Small Business Builder: Boosting Minority Business

ByABC News
May 22, 2001, 2:14 PM

May 23 -- Small business is big and getting bigger, and U.S. entrepreneurs are discovering abundant resources, from advice to investors. But conventional services don't always address the particular needs and circumstances of MWBEs minority- and woman-owned business enterprises.

Scores of public and private organizations offer special MWBE assistance. You'll find many of them on the Web site of the Commerce Department's Minority Business Development Agency, or MBDA (see link at right). It has has dozens of useful features.

A handy locator map, for instance, reveals sources of help in or near your zip code. I checked out the Chicago area, limiting my search to agencies offering "all types of services." The locator turned up about 30 organizations, including the Minority Network for Entrepreneurial Training, Accion Chicago, the Asian-American Alliance, Back of the Yards Neighborhood Council, the Chinatown Chamber of Commerce, and the Women's Self-Employment Project.

You can use the site's tools to

Enter your business in the Phoenix Database a listing of minority-owned enterprises doing business in the United States and find minority vendors in the Opportunity Database.

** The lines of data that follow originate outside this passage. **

PR #1110, opened 2024-01-22
Don't generate duplicate `cluster_id` columns if `generate_and_save_cluster_masks` run twice

### LINKED ISSUE #1099: Error in `create_mantis_dir` in cell clustering notebook if running `generate_and_save_cell_cluster_masks` multiple times
**Describe the bug**
This is a pretty niche problem, but hopefully this fix is straight forward. When I run the "4.4: Generate cell phenotype maps" section of the cell clustering notebook more than once, I get this error: `KeyError: "['cluster_id'] not in index"`. The use case for this is if a user wants to look at ['fov1','fov2'] first and runs the rest of the notebook with `subset_cell_fovs = ['fov1','fov2']`, then decides they want to look at other fovs, so changes `subset_cell_fovs` and tries to run the rest of the notebook again.

I think this error is because in `generate_and_save_cell_cluster_masks`, a `cluster_id` column is added to the mapping csv. However, if this function is run multiple times, because the `cluster_id` column already exists, the columns are not merged properly:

Visit one of the comprehensive "virtual business centers," where you'll find technical, financial, business, and market assistance in aquaculture, manufacturing technology, franchising, and international trade.

Click on one of hundreds of links to the agency's regional and local centers, affiliates, and other organizations that support minority business development.

Find news and special reports, such as "Minority Business: Automotive Opportunities."

An Unfair Advantage?

Not everyone thinks this is a good idea. Some label special assistance for selected groups "reverse discrimination."

Adversity.net, for example, claims to represent "the victims and survivors of racial preferences, quotas, set-asides, and race-based 'targets' and 'goals' in hiring, promotion, school admissions, and government contracting." The organization is, frankly, "proud to be doing something about it."